Stored data entries:
- Opening Delimiter -
Issue #194, opened 2022-03-01
Bearer token regex breaking ability to authenticate


jessecorson:
In `v0.2.0` and `v0.2.1` the regex check that uses `regexPatternForAuthHeader = "^(Bearer ([\\w-]*\\.[\\w-]*\\.[\\w-]*))$"` fails because our tokens do not adhere to that regex pattern. What is the purpose of this regex check?

It could still check for Bearer and a string, why does it need to be a jwt?

Reference https://github.com/clastix/capsule-proxy/blob/d85232c51624817909af86825fbc70c32e27be0e/internal/webserver/middleware/authorization.go#L19

prometherion:
Hey, thanks for using Capsule and Capsule Proxy!

That code has been written by @mendrugory, would be better ask him directly.

At first sight, it seems we have missed the support for web tokens since they were introduced with #99.

jessecorson:
@prometherion I've added the PR above to address this

mendrugory:
> Hey, thanks for using Capsule and Capsule Proxy!
> 
> That code has been written by @mendrugory, would be better ask him directly.
> 
> At first sight, it seems we have missed the support for web tokens since they were introduced with #99.

Thanks @jessecorson for pointing at this issue and for the proposed #195 .
That was lost after the big refactoring and only JWT were supported.

@prometherion should capsule-proxy support other kind of tokens?

prometherion:
> @prometherion should capsule-proxy support other kind of tokens?

Yes, we have, since supported by Kubernetes. We definitely lost it during refactoring!

PR #195, opened 2022-03-04
Fix webtoken auth

jessecorson:
Issue: the regex pattern for the checkBearerToken function currently does not support webtokens.

Solution: This PR added makes it so that both webtokens and jwts pass the regex

Reference https://github.com/clastix/capsule-proxy/issues/194


prometherion (approved):
Thanks, LGTM: let's check for the CI!

prometherion (changes requested):
And `golangci-lint` strikes again! Could you please address the issues?

jessecorson:
@prometherion hopefully those have been addressed

Issue #193, opened 2022-02-23
Refactoring tests


prometherion:
Tests are actually out of control.

Although `bats` is easy peasy, we're facing several issues with it, mostly regarding the copy/paste required across several test cases.

Furthermore, debugging the suite is tricky and error-prone, due to the limitations of bash.

We should investigate how to improve it, covering all the functionalities in each scenario (`kubectl`, http`, `TLS`, `User`, `Group`, `ServiceAccount`, etc.) and covering also #189 to avoid regressions.

oliverbaehler:
I will close this issue in favor of #257

PR #198, opened 2022-04-04
chore(tests): add tests for proxysettings custom resource

arriqaaq:
Adds tests for https://github.com/clastix/capsule-proxy/issues/197


arriqaaq:
@prometherion @MaxFedotov Should I replicate the proxysetting CR creation process for the other tests (like namespaces, nodes, priority classes, storage classes etc)? Since there is also support for owners through the tenant spec itself, and I assume we'd like to keep both type of tests (adding perms through tenant spec or through proxysetting CR), what are your thoughts?

prometherion:
I don't think we need to create so many cases, also considering #193, BATS is cool but actually, we're ending up with too many duplications of code.

Regarding the test case, since the feature is addressed as a middleware in the function `getTenantsForOwner`, there's no need to test the `ProxySetting` for each supported kind.

prometherion (approved):

prometherion:
Thanks a lot, @arriqaaq, going to merge tests on the base feature branch and fix CI to see the result of the changes! 👀

arriqaaq:
Thank you @prometherion , loved reading the code

PR #204, opened 2022-05-09
feat: support for owned namespace retrieval

### LINKED ISSUE #203: `kubectl apply` does not work for namespaces
With capsule proxy, when we try to create a namespace with `kubectl apply` it does not work and throws `403 Forbidden` error.  it does not work as the kubectl first queries the namespace, and that call results in the authorization error.

Steps to produce.

 namespace.yaml manifest file
```
apiVersion: v1
kind: Namespace
metadata:
 name: tnt-yaml
```
Applying the yaml definition
```
$ Kubectl apply -f namespace.yaml 
```

Error from server (Forbidden): error when retrieving current configuration of:
Resource: "/v1, Resource=namespaces", GroupVersionKind: "/v1, Kind=Namespace"
Name: "tnt-yaml", Namespace: ""
from server for: "namespace.yaml": namespaces "tnt-yaml" is forbidden: User "user1@gmail.com" cannot get resource "namespaces" in API group "" in the namespace "tnt-yaml"

prometherion:
Closes #203.

### DIFF
--- a/Makefile
+++ b/Makefile
@@ -24,7 +24,7 @@ kind:
 		&& kubectl taint nodes capsule-worker2 key1=value1:NoSchedule
 	@helm repo add bitnami https://charts.bitnami.com/bitnami
 	@helm upgrade --install --namespace metrics-system --create-namespace metrics-server bitnami/metrics-server \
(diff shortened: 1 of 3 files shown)


arriqaaq:
lgtm

PR #207, opened 2022-05-24
feat: expose HTTP requests metrics

viveksyngh:


prometherion:
Hey, this is astonishing! 💥 

Could you share a brief example of the exposed metrics here in the GitHub PR comments section? 👀

viveksyngh:
It exposes three metrics as the moment 

1. `capsule_proxy_requests_total` Total number of proxy requests 
2. `capsule_proxy_response_status` Number of requests by HTTP Status 
3.  `capsule_proxy_response_time_seconds` Proxy requests response time in seconds 

If there are additional metrics required or these metrics need to be changed, we can include them too. Please let me know.

prometherion (changes requested):
I see `golangci-lint` complaining about some issues, could try to fix them?

Otherwise, let's start the discussion on which linter should we disable.

viveksyngh:
@prometherion I have commented out `wsl` and `gofumpt` linters. I thought changes suggested by them did not make sense. 

I have also fixed other issues as well rather than having three metrics I have reduced them to two metrics. 
First two metrics were exactly the same but one with extra-label than other which I have combined in one. 

can I please get a review ?

internal/webserver/middleware/metrics.go
```diff
@@ -0,0 +1,63 @@
+package middleware
```
prometherion, line 1: Missing header here:m and on all the new files

```
// Copyright 2022 Clastix Labs
// SPDX-License-Identifier: Apache-2.0
```

.golangci.yml
```diff
@@ -32,6 +32,8 @@ linters:
     - goerr113
     - exhaustivestruct
     - lll
+    - wsl
+    - gofumpt
```
prometherion, line 36: What's the issue with these linters? They're pretty strict, reason is to enforce a coding style that is constant across all the files.

prometherion (changes requested):

prometherion (approved):

Issue #213, opened 2022-06-16
Helm: Add support for cert manager to generate SSL certificates 


viveksyngh:
Helm: Add support for cert-manager to generate SSL certificates

PR #214, opened 2022-06-16
feat: use cert-manager for SSL certificates

viveksyngh:
fixes: #213
Signed-off-by: Vivek Singh <svivekkumar@vmware.com>

### DIFF
--- a/charts/capsule-proxy/templates/certmanager.yaml
+++ b/charts/capsule-proxy/templates/certmanager.yaml
@@ -1,0 +1,52 @@
+{{- if and .Values.certManager.generateCertificates .Values.options.enableSSL -}}
+  {{- if not .Values.certManager.externalCA.enabled  -}}
+apiVersion: cert-manager.io/v1
+kind: Issuer
+metadata:
+  name: {{ include "capsule-proxy.fullname" . }}-selfsigned-issuer
+spec:
+  selfSigned: {}
+---
+apiVersion: cert-manager.io/v1
+kind: Certificate
+metadata:
+  name: {{ include "capsule-proxy.fullname" . }}-selfsigned-ca
+spec:
+  isCA: true
+  commonName: {{ include "capsule-proxy.fullname" . }}-selfsigned-ca
+  secretName: {{ include "capsule-proxy.caSecretName" . }}
+  privateKey:
+    algorithm: ECDSA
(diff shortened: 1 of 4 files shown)


prometherion (changes requested):
Please, bump up the chart in order to get it published.

We have this condition and we have to avoid overwriting the previous version.

https://github.com/clastix/capsule-proxy/blob/7e711747a93d664336a562aa25c5f84f1362be39/.github/workflows/helm.yaml#L20

viveksyngh:
Updated the chart version to `0.2.5`

charts/capsule-proxy/templates/certmanager.yaml
```diff
@@ -0,0 +1,50 @@
...
+    kind: Issuer
+    group: cert-manager.io
+---
+apiVersion: cert-manager.io/v1
+kind: Issuer
+metadata:
+  name: {{ include "capsule-proxy.fullname" . }}-ca-issuer
+spec:
+  ca:
+    secretName: {{ include "capsule-proxy.fullname" . }}-root-secret
```
carpenterm, line 31: There are use cases where we may want to use an existing CA - say for example, the Kubernetes CA. Could we add some flag to enable/disable the self-signed CA certs and allow the user to provide the secret name used in the CA Issuer via the chart values i.e. the one at `spec.ca.secretName` above?

E.g.

```
certManager:
  generateCertificates: true
  existingCA:
    enabled: true
    secretName: my-custom-ca-cert
```

carpenterm: Thinking about it, `externalCA` may be a better name than `existingCA`. Just to add, the `certManager.externalCA.secretName` (or whatever we call it) would need to point to a secret containing the CA cert and private key of the external CA in the correct cert-manager format as per https://cert-manager.io/docs/configuration/ca/#deployment

prometherion: A helper could be implemented, something as the following:

```
{{- define "capsule-proxy.caSecretName" }}
{{- if .Values.ca.secretName }}
{{- printf "%s" .Values.ca.secretName }}
{{- else }}
{{- printf "%s-root-secret" (include "capsule-proxy.fullname" .) }}
{{- end }}
```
- Closing Delimiter -
#### Required work:
Among the entries above, which lines include "also"? List them all.

#### Task result:
We should investigate how to improve it, covering all the functionalities in each scenario (`kubectl`, http`, `TLS`, `User`, `Group`, `ServiceAccount`, etc.) and covering also #189 to avoid regressions.
@prometherion @MaxFedotov Should I replicate the proxysetting CR creation process for the other tests (like namespaces, nodes, priority classes, storage classes etc)? Since there is also support for owners through the tenant spec itself, and I assume we'd like to keep both type of tests (adding perms through tenant spec or through proxysetting CR), what are your thoughts?
I don't think we need to create so many cases, also considering #193, BATS is cool but actually, we're ending up with too many duplications of code.
I have also fixed other issues as well rather than having three metrics I have reduced them to two metrics. 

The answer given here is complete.